Task item – If a line in the data below contains "handles", copy it.

Data provided –
PR #1449, opened 2019-05-03
Add rabbitmq

martingreber:
Added RabbitMQContainer module so you can create a RabbitMQ container like this:

        RabbitMQContainer container = new RabbitMQContainer()
                .withExchange("direct-exchange", "direct")
                .withQueue("queue1")
                .withBinding("direct-exchange", "queue1");

Or with a more complex example:

        RabbitMQContainer container = new RabbitMQContainer()
                .withVhost("vhost1")
                .withVhostLimit("vhost1", "max-connections", 1)
                .withVhost("vhost2", true)
                .withExchange("direct-exchange", "direct")
                .withExchange("topic-exchange", "topic")
                .withQueue("queue1")
                .withQueue("queue2", true, false, ImmutableMap.of("x-message-ttl", 1000))
                .withBinding("direct-exchange", "queue1")
                .withUser("user1", "password1")
                .withUser("user2", "password2", ImmutableSet.of("administrator"))
                .withPermission("vhost1", "user1", ".*", ".*", ".*")
                .withPolicy("max length policy", "^dog", ImmutableMap.of("max-length", 1), 1, "queues")
                .withPolicy("alternate exchange policy", "^direct-exchange", ImmutableMap.of("alternate-exchange", "amq.direct"))
                .withOperatorPolicy("operator policy 1", "^queue1", ImmutableMap.of("message-ttl", 1000), 1, "queues")
                .withPluginsEnabled("rabbitmq_shovel", "rabbitmq_random_exchange");


modules/rabbitmq/build.gradle
```diff
@@ -0,0 +1,8 @@
+description = "TestContainers :: RabbitMQ"
+
+dependencies {
+    compile project(":testcontainers")
+    implementation 'org.json:json:20180813'
```
bsideup: You can use Jackson from the core, to keep the number of dependencies as small as possible

modules/rabbitmq/src/main/java/org/testcontainers/containers/RabbitMQContainer.java
```diff
@@ -0,0 +1,358 @@
...
+import static java.util.Arrays.asList;
+import static java.util.Collections.emptyList;
+import static java.util.stream.Collectors.toSet;
+
+/**
+ * Testcontainer for RabbitMQ.
+ *
+ * @author Martin Greber
+ */
+public class RabbitMQContainer<S extends RabbitMQContainer<S>> extends GenericContainer<S> {
```
bsideup: Since this class is intended to be used directly, it should not provide self-typing signature (P.S. we plan to remove it all together soon-ish)
```suggestion
public class RabbitMQContainer extends GenericContainer<RabbitMQContainer> {
```

modules/rabbitmq/src/main/java/org/testcontainers/containers/RabbitMQContainer.java
```diff
@@ -0,0 +1,358 @@
...
+    private static final String DEFAULT_TAG = "3.7-management-alpine";
+
+    private static final int DEFAULT_AMQP_PORT = 5672;
+    private static final int DEFAULT_AMQPS_PORT = 5671;
+    private static final int DEFAULT_HTTPS_PORT = 15671;
+    private static final int DEFAULT_HTTP_PORT = 15672;
+
+    private String adminPassword = "guest";
+    private String adminUsername = "guest";
+    private List<String> plugins = emptyList();
```
bsideup: this field never gets populated and seems to be unused

modules/rabbitmq/src/main/java/org/testcontainers/containers/RabbitMQContainer.java
```diff
@@ -0,0 +1,358 @@
...
+    private List<List<String>> values = new ArrayList<>();
```
bsideup:
```suggestion
    private final List<List<String>> values = new ArrayList<>();
```

modules/rabbitmq/src/main/java/org/testcontainers/containers/RabbitMQContainer.java
```diff
@@ -0,0 +1,358 @@
...
+     *
+     * @param tag The docker image to use.
+     */
+    public RabbitMQContainer(String tag) {
+        super(DEFAULT_IMAGE_NAME + ":" + tag);
+
+        WaitStrategy waitForStartup = new LogMessageWaitStrategy()
+                .withRegEx(String.format(".*Server startup complete.*"));
+
+        this.waitStrategy = new WaitAllStrategy()
```
bsideup: Why is it WaitAll, if it has only one check?

Also, is it really necessarily to wait for the log, does it open the port before the container is ready?

modules/rabbitmq/build.gradle
martingreber: Sure, let me see if I can replace it with jackson

modules/rabbitmq/src/main/java/org/testcontainers/containers/RabbitMQContainer.java
```diff
@@ -0,0 +1,358 @@
...
+                .withEnv("RABBITMQ_SSL_VERIFY", verify.value)
+                .withCopyFileToContainer(certFile, "/etc/rabbitmq/rabbitmq_cert.pem")
+                .withCopyFileToContainer(caFile, "/etc/rabbitmq/ca_cert.pem")
+                .withCopyFileToContainer(keyFile, "/etc/rabbitmq/rabbitmq_key.pem");
+    }
+
+    public S withPluginsEnabled(String... pluginNames) {
+        List<String> command = new ArrayList<>(asList("rabbitmq-plugins", "enable"));
+        command.addAll(asList(pluginNames));
+        command.add("--offline");
```
bsideup: this does not seem to change anything, it only creates a collection without changing the state of this container

modules/rabbitmq/src/main/java/org/testcontainers/containers/RabbitMQContainer.java
```diff
@@ -0,0 +1,358 @@
...
+        return self();
+    }
+
+    public S withPluginsDisabled(String... pluginNames) {
+        List<String> command = new ArrayList<>(asList("rabbitmq-plugins", "disable"));
+        command.addAll(asList(pluginNames));
+        command.add("--offline");
+        values.add(command);
```
bsideup: `withPluginsDisabled("foo").withPluginsDisabled("bar")` will break this code.
I would suggest storing the disabled/enabled plugins and form the command in `configure`

modules/rabbitmq/src/main/java/org/testcontainers/containers/RabbitMQContainer.java
martingreber: Good catch. I'll get that sorted.

modules/rabbitmq/src/main/java/org/testcontainers/containers/RabbitMQContainer.java
bsideup: Also, can we adjust the naming of this variable? After reviewing the impl, it feels more like `postStartCommands` or something

modules/rabbitmq/src/main/java/org/testcontainers/containers/ContainerConfigurationException.java
```diff
@@ -0,0 +1,7 @@
+package org.testcontainers.containers;
+
+public class ContainerConfigurationException extends RuntimeException {
```
bsideup: Do we really need this custom exception class? I don't mind, just, in general, we use the built-in ones unless there is a need

modules/rabbitmq/src/test/java/org/testcontainers/containers/RabbitMQContainerTest.java
```diff
@@ -0,0 +1,223 @@
...
+
+    public static final String DEFAULT_TAG = "3.7-management-alpine";
+    public static final int DEFAULT_AMQPS_PORT = 5671;
+    public static final int DEFAULT_AMQP_PORT = 5672;
+    public static final int DEFAULT_HTTPS_PORT = 15671;
+    public static final int DEFAULT_HTTP_PORT = 15672;
+
+    @Test
+    public void shouldCreateRabbitMQContainer() {
+        RabbitMQContainer container = new RabbitMQContainer();
```
bsideup: please use try-with-resources (see other tests for the reference)

modules/rabbitmq/src/main/java/org/testcontainers/containers/RabbitMQContainer.java
martingreber: Hmm, that's very true. Must be something wrong with my test, as it's passing. I'll review it.

modules/rabbitmq/src/main/java/org/testcontainers/containers/RabbitMQContainer.java
martingreber: Yes, It starts listening to the port before all initialisation (like queue creation) is done. This is because at the moment the RabbitMQContainer uses the rabbitmqadmin command to setup everything, and it runs after RabbitMQ starts listening.

Another possibility is to set up all configuration in a json file, and pass that to RabbitMQ. It would load the configuration on statup. However, there are some other difficulties with this approach. I might try it later though.

modules/rabbitmq/src/main/java/org/testcontainers/containers/ContainerConfigurationException.java
martingreber: Understood. What would you suggest?

modules/rabbitmq/src/main/java/org/testcontainers/containers/RabbitMQContainer.java
bsideup: If you're doing the initialization in `containerIsStarted`, the startup will not finish unless `containerIsStarted` is executed. 
It means that after `container.start()`, it will run the wait strategy (open port) and apply the admin commands in `containerIsStarted`.
Would it be enough?

modules/rabbitmq/src/main/java/org/testcontainers/containers/RabbitMQContainer.java
martingreber: Fixed the test and found the bug. :+1:

modules/rabbitmq/src/main/java/org/testcontainers/containers/RabbitMQContainer.java
martingreber: Fixed by removing withPluginsDisabled(). Not sure why you would need it anyways.

modules/rabbitmq/src/main/java/org/testcontainers/containers/ContainerConfigurationException.java
martingreber: Once I got rid of the unused plugins code, this wasn't needed anymore. So I've removed the exception.

modules/rabbitmq/src/main/java/org/testcontainers/containers/RabbitMQContainer.java
martingreber: Just waiting for the management port to open _might_ be enough, but I'm not sure. I think for now the safest is to wait for the 'Server startup complete' log message. Theoretically, if the management port is up we should be able to run management commands. Though I don't think that will save much time.

Container log:
```
....
<0.554.0> Management plugin: HTTP (non-TLS) listener started on port 15672
<0.660.0> Statistics database started.
<0.8.0> Server startup complete; 3 plugins started.
...
```

martingreber:
Hey guys, could you review the changes? All review comments have been addressed. Cheers!

modules/rabbitmq/src/main/java/org/testcontainers/containers/RabbitMQContainer.java
```diff
@@ -0,0 +1,334 @@
...
+    private static final int DEFAULT_AMQPS_PORT = 5671;
+    private static final int DEFAULT_HTTPS_PORT = 15671;
+    private static final int DEFAULT_HTTP_PORT = 15672;
+
+    private String adminPassword = "guest";
+    private String adminUsername = "guest";
+    private final List<List<String>> values = new ArrayList<>();
+
+    /**
+     * Creates a Testcontainer using the official Neo4j docker image.
```
rnorth: Oops :)

```suggestion
     * Creates a Testcontainer using the official RabbitMQ docker image.
```

modules/rabbitmq/src/main/java/org/testcontainers/containers/RabbitMQContainer.java
```diff
@@ -0,0 +1,334 @@
...
+
+        return withSSL(keyFile, certFile, caFile, verify, failIfNoCert)
+                .withEnv("RABBITMQ_SSL_DEPTH", String.valueOf(verificationDepth));
+    }
+
+    public RabbitMQContainer withSSL(
+            final MountableFile keyFile,
+            final MountableFile certFile,
+            final MountableFile caFile,
+            SslVerification verify,
```
rnorth: Any reason not to make this `final` too? The same for the method below.

modules/rabbitmq/src/main/java/org/testcontainers/containers/RabbitMQContainer.java
```diff
@@ -0,0 +1,334 @@
...
+    public Set<Integer> getLivenessCheckPortNumbers() {
+
+        return Stream.of(DEFAULT_AMQP_PORT, DEFAULT_AMQPS_PORT, DEFAULT_HTTP_PORT, DEFAULT_HTTPS_PORT)
+                .map(this::getMappedPort)
+                .collect(toSet());
+    }
+
+    @Override
+    protected void configure() {
+        addExposedPorts(DEFAULT_AMQP_PORT, DEFAULT_AMQPS_PORT, DEFAULT_HTTP_PORT, DEFAULT_HTTPS_PORT);
```
bsideup: could you please move it to the constructor? `configure` is for dynamic things like the admin password, everything else should be configured in the constructor, so that it can be overridden externally without extending the class

modules/rabbitmq/src/main/java/org/testcontainers/containers/RabbitMQContainer.java
```diff
@@ -0,0 +1,334 @@
...
+
+    public RabbitMQContainer withPluginsEnabled(String... pluginNames) {
+        List<String> command = new ArrayList<>(asList("rabbitmq-plugins", "enable"));
+        command.addAll(asList(pluginNames));
+        values.add(command);
+        return self();
+    }
+
+    public RabbitMQContainer withBinding(String source, String destination) {
+        values.add(asList("rabbitmqadmin", "declare", "binding", "source=" + source, "destination=" + destination));
```
rnorth: Sorry for the super-picky comment, but please could you adjust the formatting of these methods a bit? It feels like it might be easier to read if each of the key-value pairs was on its own line
e.g. 
```suggestion
        values.add(asList("rabbitmqadmin", "declare", "binding", 
        	"source=" + source, 
        	"destination=" + destination
        ));
```

And similarly for the other methods.

modules/rabbitmq/src/main/java/org/testcontainers/containers/RabbitMQContainer.java
```diff
@@ -0,0 +1,334 @@
...
+
+        this.waitStrategy = Wait.
+                forLogMessage(".*Server startup complete.*", 1)
+                .withStartupTimeout(Duration.ofSeconds(60));
+    }
+
+    @Override
+    public Set<Integer> getLivenessCheckPortNumbers() {
+
+        return Stream.of(DEFAULT_AMQP_PORT, DEFAULT_AMQPS_PORT, DEFAULT_HTTP_PORT, DEFAULT_HTTPS_PORT)
```
bsideup: why do you need to override it? It is the default behaviour

modules/rabbitmq/src/main/java/org/testcontainers/containers/RabbitMQContainer.java
```diff
@@ -0,0 +1,334 @@
...
+
+    public Integer getHttpPort() {
+        return getMappedPort(DEFAULT_HTTP_PORT);
+    }
+
+    /**
+     * @return AMQP URL for use with AMQP clients.
+     */
+    public String getAmqpUrl() {
+        return String.format("amqp://" + getContainerIpAddress() + ":" + getMappedPort(DEFAULT_AMQP_PORT));
```
bsideup: I would suggest calling `getAmqpPort()` here (and in other `get*Url` methods) to avoid a duplication of this code

modules/rabbitmq/src/main/java/org/testcontainers/containers/RabbitMQContainer.java
bsideup: I don't think this is resolved, unless RabbitMQ Admin gracefully handles `withPluginsEnabled("foo").withPluginsEnabled("foo")`

modules/rabbitmq/src/main/java/org/testcontainers/containers/RabbitMQContainer.java
```diff
@@ -0,0 +1,334 @@
...
+
+        return self();
+    }
+
+    @NotNull
+    private String toJson(Map<String, Object> arguments) {
+        final ObjectMapper mapper = new ObjectMapper();
+        ObjectNode jsonObject = mapper.createObjectNode();
+        arguments.forEach((s, o) -> jsonObject.set(s, mapper.convertValue(o, JsonNode.class)));
+        return jsonObject.toString();
```
bsideup: why not just `return new ObjectMapper().writeValueAsString(arguments)`?

modules/rabbitmq/src/test/java/org/testcontainers/containers/RabbitMQContainerTest.java
```diff
@@ -0,0 +1,224 @@
...
+        }
+    }
+
+    @Test
+    public void shouldCreateRabbitMQContainerWithExchange() throws IOException, InterruptedException {
+        try (RabbitMQContainer container = new RabbitMQContainer()) {
+            container.withExchange("test-exchange", "direct");
+
+            container.start();
+            container.waitUntilContainerStarted();
```
bsideup: `waitUntilContainerStarted` is executed by `.start()`, no need to do it here

bsideup: (same applies to other usages)

modules/rabbitmq/src/main/java/org/testcontainers/containers/RabbitMQContainer.java
bsideup: Fully agree, that's a good suggestion! 👍

modules/rabbitmq/src/main/java/org/testcontainers/containers/RabbitMQContainer.java
martingreber: I handles that gracefully. This works fine:
```
new RabbitMQContainer()
.withPluginsEnabled("rabbitmq_shovel")
.withPluginsEnabled("rabbitmq_shovel");

assertThat(container.execInContainer("rabbitmq-plugins", "is_enabled", "rabbitmq_shovel", "--quiet").getStdout()).contains("rabbitmq_shovel is enabled");
```

It will execute _rabbitmq-plugins enable rabbitmq_shovel_ twice, but I don't think that's a deal breaker.

modules/rabbitmq/src/main/java/org/testcontainers/containers/RabbitMQContainer.java
martingreber: Looks like you're right. Removed it and all tests still pass :+1:

modules/rabbitmq/src/test/java/org/testcontainers/containers/RabbitMQContainerTest.java
martingreber: Good catch. Done

modules/rabbitmq/src/main/java/org/testcontainers/containers/RabbitMQContainer.java
martingreber: Copy paste fail :) Fixed

modules/rabbitmq/src/main/java/org/testcontainers/containers/RabbitMQContainer.java
martingreber: Done. Missed it. Could probably do it for most/all of the other methods too, but not sure it's worth it.

modules/rabbitmq/src/main/java/org/testcontainers/containers/RabbitMQContainer.java
martingreber: Done

modules/rabbitmq/src/main/java/org/testcontainers/containers/RabbitMQContainer.java
martingreber: Didn't know that method existed. Quite nice with a one-liner, but it does throw JsonProcessingException which needs to be handled. Nevertheless, I'll change it

modules/rabbitmq/src/main/java/org/testcontainers/containers/RabbitMQContainer.java
martingreber: Good idea. Done

modules/rabbitmq/src/main/java/org/testcontainers/containers/RabbitMQContainer.java
martingreber: Done

martingreber:
Hi guys, all resolved. Please review.

martingreber:
Hey guys, any plans on merging this PR?

rnorth:
Sorry @martingreber, we've all been tied up over the last few weeks. I'll aim to have a final re-review and merge tomorrow. Sorry for the delay.

rnorth:

bsideup:
CI is green (I did not count the unrelated failures to the CI problems we currently have)

bsideup:
@martingreber thanks for your contribution! Sorry that it took so long!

Reply –
bsideup: I don't think this is resolved, unless RabbitMQ Admin gracefully handles `withPluginsEnabled("foo").withPluginsEnabled("foo")`
martingreber: I handles that gracefully. This works fine:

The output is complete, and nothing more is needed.